Reproduce the entries exactly, beginning with the line containing "(diff shortened: 1 of 2 files shown)" and ending with their last line, both included.

-=-=-=-=-

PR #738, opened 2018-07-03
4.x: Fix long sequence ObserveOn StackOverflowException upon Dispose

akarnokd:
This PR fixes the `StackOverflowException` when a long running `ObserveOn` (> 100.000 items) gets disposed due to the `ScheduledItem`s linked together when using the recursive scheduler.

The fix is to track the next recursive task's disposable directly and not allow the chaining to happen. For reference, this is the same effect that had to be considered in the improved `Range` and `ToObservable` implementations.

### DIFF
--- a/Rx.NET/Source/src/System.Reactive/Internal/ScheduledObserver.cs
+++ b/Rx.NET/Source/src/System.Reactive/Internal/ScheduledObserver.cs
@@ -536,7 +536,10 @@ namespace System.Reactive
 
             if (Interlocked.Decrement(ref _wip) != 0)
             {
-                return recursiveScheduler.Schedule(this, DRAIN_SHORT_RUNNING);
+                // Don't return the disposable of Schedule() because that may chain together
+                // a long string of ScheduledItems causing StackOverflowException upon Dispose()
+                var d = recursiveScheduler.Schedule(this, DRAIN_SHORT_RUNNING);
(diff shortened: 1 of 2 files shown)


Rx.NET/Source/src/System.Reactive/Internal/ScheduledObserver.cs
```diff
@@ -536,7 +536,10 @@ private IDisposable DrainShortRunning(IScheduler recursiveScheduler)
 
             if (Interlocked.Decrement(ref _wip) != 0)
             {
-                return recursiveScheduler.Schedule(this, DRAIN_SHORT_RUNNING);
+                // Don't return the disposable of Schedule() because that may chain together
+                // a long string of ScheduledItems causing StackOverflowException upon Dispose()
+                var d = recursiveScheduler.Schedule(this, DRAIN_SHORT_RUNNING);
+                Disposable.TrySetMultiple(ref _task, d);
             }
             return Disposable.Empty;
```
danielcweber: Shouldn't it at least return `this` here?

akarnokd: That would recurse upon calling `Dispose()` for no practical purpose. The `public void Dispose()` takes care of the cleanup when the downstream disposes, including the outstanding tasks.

-=-=-=-=-

> [ANSWER TO THE PROBLEM]:
(diff shortened: 1 of 2 files shown)


Rx.NET/Source/src/System.Reactive/Internal/ScheduledObserver.cs
```diff
@@ -536,7 +536,10 @@ private IDisposable DrainShortRunning(IScheduler recursiveScheduler)
 
             if (Interlocked.Decrement(ref _wip) != 0)
             {
-                return recursiveScheduler.Schedule(this, DRAIN_SHORT_RUNNING);
+                // Don't return the disposable of Schedule() because that may chain together
+                // a long string of ScheduledItems causing StackOverflowException upon Dispose()
+                var d = recursiveScheduler.Schedule(this, DRAIN_SHORT_RUNNING);
+                Disposable.TrySetMultiple(ref _task, d);
             }
             return Disposable.Empty;
```
danielcweber: Shouldn't it at least return `this` here?

akarnokd: That would recurse upon calling `Dispose()` for no practical purpose. The `public void Dispose()` takes care of the cleanup when the downstream disposes, including the outstanding tasks.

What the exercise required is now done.